42. Однако мне самому хочется, подобно знаменитому Кебету, нарисовать тебе как бы картину всей этой жизни, чтобы, с ней справляясь, ты знал, стоит ли тебе вступать на эту дорогу. С радостью бы обратился я с просьбой о написании к какому-нибудь Апеллесу, Паррасию, Аэцию или Евфранору; но, поскольку я затрудняюсь ныне найти кого-нибудь столь славного и безукоризненного по мастерству живописи, я по возможности кратко представлю тебе содержание картины. Итак, нарисуем прежде всего высокое и позолотой покрытое преддверие храма, не внизу в долине расположенного, но вознесенного над землей на вершину холма. И подъем к нему и крут чрезвычайно, и скользок, так что не раз тот, кто питал надежду достичь вершины, сломал себе шею, сделав один неверный шаг. Внутри же храма пусть восседает сам Плутос, допустим, весь из золота, необыкновенно прекрасный с виду и всем желанный. Поклонник его, только что взошедший наверх и приблизившийся к дверям храма, застыв от изумленья, взирает на золото. И вот Надежда берет пришедшего за руку, прекрасная и облеченная в цветистые одежды, и вводит его, совершенно потрясенного, внутрь храма. Отсюда Надежда все время продолжает идти впереди, а вошедшего принимают две другие женщины – Заблуждение и Рабство – и передают Труду, который, подвергнув несчастного многим тяжким испытаниям, в конце концов вручает его Старости полубольным и поблекшим. Напоследок пришедшим завладевает Презрение и влечет его к Отчаянию. А Надежда после этого улетает прочь и исчезает. И вот уже не через те золотые врата, сквозь которые он вошел, а через иной в противоположную сторону обращенный, потайной – выход выталкивают его прочь, нагим, пузатым, бледным стариком; левой рукой он прикрывает свой срам, а правой стискивает себе горло. При выходе несчастного встречает Раскаяние, проливающее бесполезные слезы и довершающее его гибель. На этом и заканчивается наша картина.

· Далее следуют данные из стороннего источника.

PR #354, opened 2018-08-06
Removed all uses of INC(x) and DEC(x) macros

liammachado:
This pull request:
-Removes the INC(x) and DEC(x) macros from smack-macros.h
-Removes all macros in smack-macros.h and smack.c which use INC(x) or
DEC(x)
-Moves code generation that used INC(x) and DEC(x) to top.py


share/smack/top.py
```diff
@@ -1,6 +1,7 @@
 import argparse
 import errno
 import io
+import itertools
```
zvonimir: What do you need this module for?

share/smack/top.py
```diff
@@ -497,10 +498,136 @@ def llvm_to_bpl(args):
...
+      t1 = "%s%s" % (prefix, sizes[i])
+      t2 = "%s%s" % (prefix, sizes[j])
+      if "trunc" not in func_decl:
+        t1, t2 = t2, t1
+      tmp = args + (t1, t2, sizes[j])
+      bpl += func_decl.format(*tmp)
+  return bpl
+
+def generate_prelude(args):
+  with open(args.bpl_file, 'a+') as f:
```
zvonimir: I think you should open the file only after you created the `bpl` string. No need to keep it open while string creation is happening.

share/smack/top.py
```diff
@@ -497,10 +498,136 @@ def llvm_to_bpl(args):
   if args.float: cmd += ['-float']
   if args.modular: cmd += ['-modular']
   try_command(cmd, console=True)
+  generate_prelude(args)
   annotate_bpl(args)
   property_selection(args)
   transform_bpl(args)
 
+UNINTERPRETED_UNARY_OP = "function {0}.{1}(i: {1}) returns ({1});\n"
```
zvonimir: Let's move this to a new python file after all. Maybe name it `prelude.py`.

shaobo-he:
My general suggestion is to create a function class to represent functions in Boogie so that we don't need to write error-prone strings at the beginning of `prelude.py`. For example, we can have such a function class defined as follows,

```Python
class Function
  def __init__(self, attrs, name, arg_types, ret_type, body):
    self.attrs = attrs
    self.name = name
    self.types = types
    self.vars = map(lambda t : 'i'+t, types)
    self.body = body

  def toStr(self):
    pass
```

Then `UNINTERPRETED_UNARY_OP` would simply become `lambda bitwidth, name: Function(None, '.'.join([name, mk_int(bitwidth)], [mk_int(bitwidth)], mk_int(bitwidth), None)` where `mk_int = lambda bitwidth: 'int'+bitwidth`.

share/smack/prelude.py
```diff
@@ -0,0 +1,124 @@
+UNINTERPRETED_UNARY_OP = "function {0}.{1}(i: {1}) returns ({1});\n"
```
shaobo-he: Please see my comments earlier.

share/smack/prelude.py
```diff
@@ -0,0 +1,124 @@
...
+      t1 = "%s%s" % (prefix, sizes[i])
+      t2 = "%s%s" % (prefix, sizes[j])
+      if "trunc" not in func_decl:
+        t1, t2 = t2, t1
+      tmp = args + (t1, t2, sizes[j])
+      bpl += func_decl.format(*tmp)
+  return bpl
+
+def generate_prelude(args):
+  bpl = declare_each_type("bv", BVBUILTIN_BINARY_OP, "bvadd", "$add")
```
zvonimir: Kind of related to @shaobo-he's comment, I wonder if you could refactor this into loops (over lists of strings representing function names such as `$add`) instead of listing them explicitly line by line.

share/smack/prelude.py
```diff
@@ -0,0 +1,129 @@
...
+INLINE_BVBUILTIN_BINARY_PRED = lambda bitwidth, name: Function('inline', None, '.'.join([name, mk_bv(bitwidth)]), [mk_bv(bitwidth), mk_bv(bitwidth)], 'bv1', 'if ' + '.'.join([name, mk_bv(bitwidth), 'bool']) + '(i1,i2) then 1bv1 else 0bv1')
+INLINE_CONVERSION = lambda bitwidth2, bitwidth1, name, body: Function('inline', None, '.'.join([name, mk_int(bitwidth1), mk_int(bitwidth2)]), [mk_int(bitwidth1)], mk_int(bitwidth2), body)
+TRUNC_OP = lambda bitwidth1, bitwidth2: Function('inline', None, '.'.join(['$trunc', mk_int(bitwidth1), mk_int(bitwidth2)]), [mk_int(bitwidth1)], mk_int(bitwidth2), 'i1')
+TRUNC_BV_OP = lambda bitwidth1, bitwidth2: Function('inline', None, '.'.join(['$trunc', mk_bv(bitwidth1), mk_bv(bitwidth2)]), [mk_bv(bitwidth1)], mk_bv(bitwidth2), 'i1[' + str(bitwidth2) + ':0]')
+
+sizes = [1, 8, 16, 24, 32, 40, 48, 56, 64, 88, 96, 128]
+binary_ops = ['$add', '$sub', '$mul', '$sdiv', '$smod', '$srem', '$udiv', '$urem', '$shl', '$lshr', '$ashr', '$and', '$or', '$xor', '$nand']
```
zvonimir: Could we not have just one list containing names without `$` or `bv` prefixes. Then from that list you could add `$` or `bv` as needed. That would be better I think.

share/smack/prelude.py
```diff
@@ -0,0 +1,129 @@
...
+      func_str += ' {'+ self.body + '}'
+    else:
+      func_str += ';'
+    func_str += '\n'
+    return func_str
+
+mk_int = lambda bitwidth: 'i' + str(bitwidth)
+mk_bv = lambda bitwidth: 'bv' + str(bitwidth)
+
+UNINTERPRETED_UNARY_OP = lambda bitwidth, name: Function(None, None, '.'.join([name, mk_int(bitwidth)]), [mk_int(bitwidth)], mk_int(bitwidth), None)
```
zvonimir: Could you format this to look nicer and more readable somehow? Maybe split arguments to Function into multiple lines?

share/smack/prelude.py
```diff
@@ -0,0 +1,129 @@
...
+INLINE_CONVERSION = lambda bitwidth2, bitwidth1, name, body: Function('inline', None, '.'.join([name, mk_int(bitwidth1), mk_int(bitwidth2)]), [mk_int(bitwidth1)], mk_int(bitwidth2), body)
+TRUNC_OP = lambda bitwidth1, bitwidth2: Function('inline', None, '.'.join(['$trunc', mk_int(bitwidth1), mk_int(bitwidth2)]), [mk_int(bitwidth1)], mk_int(bitwidth2), 'i1')
+TRUNC_BV_OP = lambda bitwidth1, bitwidth2: Function('inline', None, '.'.join(['$trunc', mk_bv(bitwidth1), mk_bv(bitwidth2)]), [mk_bv(bitwidth1)], mk_bv(bitwidth2), 'i1[' + str(bitwidth2) + ':0]')
+
+sizes = [1, 8, 16, 24, 32, 40, 48, 56, 64, 88, 96, 128]
+binary_ops = ['$add', '$sub', '$mul', '$sdiv', '$smod', '$srem', '$udiv', '$urem', '$shl', '$lshr', '$ashr', '$and', '$or', '$xor', '$nand']
+bvbuiltin_binary_funcs = ['bvadd', 'bvsub', 'bvmul', 'bvsdiv', 'bvsmod', 'bvsrem', 'bvudiv', 'bvurem', 'bvshl', 'bvlshr', 'bvashr', 'bvand', 'bvor', 'bvxor', 'bvnand']
+builtin_binary_funcs = ['div', 'mod', 'rem', 'div', 'rem']
+binary_ops_body = ['i1 + i2', 'i1 - i2', 'i1 * i2']
+comp_ops = ['$ule', '$ult', '$uge', '$ugt', '$sle', '$slt', '$sge', '$sgt']
```
zvonimir: Same as above. Maybe you could have just one array, and then you add `$` or `bv` as needed.

share/smack/prelude.py
```diff
@@ -0,0 +1,250 @@
...
+    for j in range(0,i):
+      tmp = (sizes[i], sizes[j]) + args
+      bpl += func_decl(*tmp).toStr()
+  return bpl
+
+def generate_prelude(args):
+  bpl = ''
+  for i in range(len(binary_ops)):
+    op_name = '$' + binary_ops[i]
+    bpl += declare_each_type(BVBUILTIN_BINARY_OP, 'bv' + binary_ops[i], op_name)
```
michael-emmi: It would be clearer to just iterate over the sizes rather than hide it in these functions, e.g.:
```Python
bpl += map(lambda size: bv_builtin_binary_op(bit_width = size, builtin_name = 'bv' + op, name = '$' + op, sizes)
```
or alternatively:
```Python
for size in sizes:
    bpl += bv_builtin_binary_op(…)
```

share/smack/prelude.py
```diff
@@ -0,0 +1,250 @@
...
+
+binary_ops = ['add', 'sub', 'mul', 'sdiv', 'smod', 'srem', 'udiv', 'urem', 'shl', 'lshr', 'ashr', 'and', 'or', 'xor', 'nand']
+comp_ops = ['ule', 'ult', 'uge', 'ugt', 'sle', 'slt', 'sge', 'sgt']
+eq_ops = ['eq', 'ne']
+
+binary_ops_body = ['i1 + i2', 'i1 - i2', 'i1 * i2']
+comp_ops_body = ['i1 <= i2', 'i1 < i2', 'i1 >= i2', 'i1 > i2', 'i1 <= i2', 'i1 < i2', 'i1 >= i2', 'i1 > i2']
+eq_ops_body = ['i1 == i2', 'i1 != i2']
+
+def declare_each_type(func_decl, *args):
```
michael-emmi: These functions seem to obscure things rather than simplify and clarify. See comment below on iterating over sizes.

share/smack/prelude.py
```diff
@@ -0,0 +1,250 @@
...
+def declare_each_type_nested(func_decl, *args):
+  bpl = ''
+  for i in range(len(sizes)):
+    for j in range(0,i):
+      tmp = (sizes[i], sizes[j]) + args
+      bpl += func_decl(*tmp).toStr()
+  return bpl
+
+def generate_prelude(args):
+  bpl = ''
```
michael-emmi: If you defined `bpl` as a list, you could extend it more naturally with `bpl += map(lambda size: …, sizes)`.

share/smack/prelude.py
```diff
@@ -0,0 +1,250 @@
...
+
+  bpl += declare_each_type_nested(INLINE_CONVERSION, '$zext', 'i1')
+  bpl += declare_each_type_nested(INLINE_CONVERSION, '$sext', 'i1')
+
+  bpl += declare_each_type(SAFE_LOAD_OP, 'i1[i2]')
+  bpl += declare_each_type(SAFE_LOAD_BV_OP, 'i1[i2]')
+  bpl += declare_each_type(SAFE_STORE_OP, 'i1[i2 := i3]')
+  bpl += declare_each_type(SAFE_STORE_BV_OP, 'i1[i2 := i3]')
+
+  f = open(args.bpl_file, 'a+')
```
michael-emmi: Perhaps you can separate the writing of a given prelude to a file, e.g., `append_prelude`, from the construction of a prelude, e.g., `get_prelude`.

share/smack/prelude.py
```diff
@@ -0,0 +1,290 @@
+import itertools
+
+class Attribute:
+  def __init__(self, attribute, attribute_arg = None):
```
michael-emmi: This seems vague and redundant. How about `name` and `arguments` rather than `attribute` and `attribute_arg`. (Note that Boogie attribute arguments are generally a comma separated list, so this should probably be a list too.)

share/smack/prelude.py
```diff
@@ -0,0 +1,290 @@
...
+class Function:
+  def __init__(self, name, attributes = [], arguments = [], return_type = None, body = None):
+    self.name = name
+    self.attributes = attributes
+    self.arguments = arguments
+    self.return_type = return_type
+    self.body = body
+
+  def toStr(self):
+    function_str = 'function'
```
michael-emmi: This method of string building is a bit messy; also inefficient:
http://blog.mclemon.io/python-efficient-string-concatenation-in-python-2016-edition

Better to append each chunk to a list `chunks = []` and return `" ".join(chunks)` at the end.

share/smack/prelude.py
```diff
@@ -0,0 +1,290 @@
...
+      function_str += ' returns (' + self.return_type + ')'
+    if self.body is not None:
+      function_str += ' {'+ self.body + '}'
+    else:
+      function_str += ';'
+    function_str += '\n'
+    return function_str
+
+
+def int(bit_width):
```
michael-emmi: This argument can be shortened to `width`.

share/smack/prelude.py
```diff
@@ -0,0 +1,290 @@
...
+  return 'i' + str(bit_width)
+
+def bv(bit_width):
```
michael-emmi: This argument can be shortened to `width`.

share/smack/prelude.py
```diff
@@ -0,0 +1,290 @@
...
+  return 'bv' + str(bit_width)
+
+def uninterpreted_unary_op(bit_width, base_name):
```
michael-emmi: These arguments can be shortened to `width` and `name`.

share/smack/prelude.py
```diff
@@ -0,0 +1,290 @@
...
+  return Function(
+    name = base_name + '.' + int(bit_width),
+    arguments = [Argument(name = 'i', type = int(bit_width))],
```
michael-emmi: You can pass the parameters `Argument('i', int(width))` directly without keyword arguments, since there are only two.

share/smack/prelude.py
```diff
@@ -0,0 +1,290 @@
...
+
+def int(bit_width):
+  return 'i' + str(bit_width)
+
+def bv(bit_width):
+  return 'bv' + str(bit_width)
+
+def uninterpreted_unary_op(bit_width, base_name):
+  return Function(
+    name = base_name + '.' + int(bit_width),
```
michael-emmi: Why not declare a local variable `type = int(bit_width)` rather than repeating the latter over and over.

share/smack/prelude.py
michael-emmi: This comment can be applied throughout.

share/smack/prelude.py
michael-emmi: This comment can be applied throughout.

share/smack/prelude.py
michael-emmi: This comment can be applied throughout.

share/smack/prelude.py
```diff
@@ -0,0 +1,290 @@
...
+    arguments = [Argument(name = 'i1', type = int(bit_width)), Argument(name = 'i2', type = int(bit_width))],
+    return_type = int(bit_width)
+  )
+
+def inline_binary_op(bit_width, base_name, body):
+  return Function(
+    name = base_name + '.' + int(bit_width),
+    attributes = [Attribute(attribute = 'inline')],
```
michael-emmi: No need to use keyword arguments with a single argument which is obviously the attribute name. Just write `Attribute('inline')`.

share/smack/prelude.py
```diff
@@ -0,0 +1,290 @@
...
+    bpl += map(lambda size: bvbuiltin_binary_op(bit_width = size, builtin_name = 'bv' + op, base_name = '$' + op).toStr(), sizes)
+    if 0 <= i <= 2:
+      bpl += map(lambda size: inline_binary_op(bit_width = size, base_name = '$' + op, body = binary_ops_body[i]).toStr(), sizes)
+    elif 3 <= i <= 7:
+      bpl += map(lambda size: builtin_binary_op(bit_width = size, builtin_name = op[1:], base_name = '$' + op).toStr(), sizes)
+    else:
+      bpl += map(lambda size: uninterpreted_binary_op(bit_width = size, base_name = '$' + op).toStr(), sizes)
+
+  for i, op in enumerate(comp_ops):
+    bpl += map(lambda size: bvbuiltin_binary_comp(bit_width = size, builtin_name = 'bv' + op, base_name = '$' + op).toStr(), sizes)
```
michael-emmi: Does it matter the order in which these declarations are listed? Because this could be shortened significantly:
```Python
for i, op in enumerate(comp_ops):
    for size in sizes:
        bpl += bvbuiltin_binary_cop(…)
        bpl += inline_bvbuiltin_binary_pred(…)
        …
```

share/smack/prelude.py
```diff
@@ -0,0 +1,290 @@
...
+
+  bpl += map(lambda size_pair: inline_conversion(bit_width = size_pair[0], bit_width_2 = size_pair[1], base_name = '$zext', body = 'i').toStr(), itertools.combinations(sizes, 2))
+  bpl += map(lambda size_pair: inline_conversion(bit_width = size_pair[0], bit_width_2 = size_pair[1], base_name = '$sext', body = 'i').toStr(), itertools.combinations(sizes, 2))
+
+  bpl += map(lambda size: safe_load_op(bit_width = size, body = 'M[p]').toStr(), sizes)
+  bpl += map(lambda size: safe_load_bv_op(bit_width = size, body = 'M[p]').toStr(), sizes)
+  bpl += map(lambda size: safe_store_op(bit_width = size, body = 'M[p := v]').toStr(), sizes)
+  bpl += map(lambda size: safe_store_bv_op(bit_width = size, body = 'M[p := v]').toStr(), sizes)
+
+  return ''.join(bpl)
```
michael-emmi: You could get rid of all of the previous calls to `toStr` by replacing this line with:
```Python
return ' '.join([str(x) for x in bpl])
```

share/smack/prelude.py
```diff
@@ -0,0 +1,290 @@
+import itertools
+
+class Attribute:
+  def __init__(self, attribute, attribute_arg = None):
+    self.attribute = attribute
+    self.attribute_arg = attribute_arg
+
+  def toStr(self):
```
michael-emmi: This is not idiomatic Python; the convention is to define the `__str__(self)` method, which gets called when you call `str(x)` on your object.

share/smack/prelude.py
```diff
@@ -0,0 +1,290 @@
...
+def inline_binary_op(bit_width, base_name, body):
+  return Function(
+    name = base_name + '.' + int(bit_width),
+    attributes = [Attribute(attribute = 'inline')],
+    arguments = [Argument(name = 'i1', type = int(bit_width)), Argument(name = 'i2', type = int(bit_width))],
+    return_type = int(bit_width),
+    body = body
+  )
+
+def builtin_binary_op(bit_width, builtin_name, base_name):
```
shaobo-he: I would recommend that we group these functions by arity. For example, we can define a function as follows,

```def binary_op(bit_width, base_name, type, return_type, attrib=None, body=None):
  pass
```

share/smack/prelude.py
shaobo-he: Btw, we can write a function to avoid explicitly create a list of arguments. For example,

```python
def mk_args(type, num):
   return [Argument(str(i), type) for i in range(num)]
```

share/smack/prelude.py
liammachado: To be clear, are you proposing replacing builtin_binary_op, bvbuiltin_binary_op, etc. with binary_op, or are you proposing that builtin_binary_op, bvbuiltin_binary_op, etc. calls binary_op?

liammachado:
I've made changes that address Mike/Shaobo's additional suggestions. Do you guys have any more feedback?

michael-emmi:
This looks wildly better to me now 👍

А теперь, любезный Тимокл, ты сам все рассмотри внимательно и обдумай, хорошо ли для тебя будет войти, как изображено на картине, сквозь главные двери, а потом через другие оказаться низвергнутым со столь великим позором. И, как бы ни поступил ты, помни слова мудреца: "Божества неповинно; вина – в собственном выборе".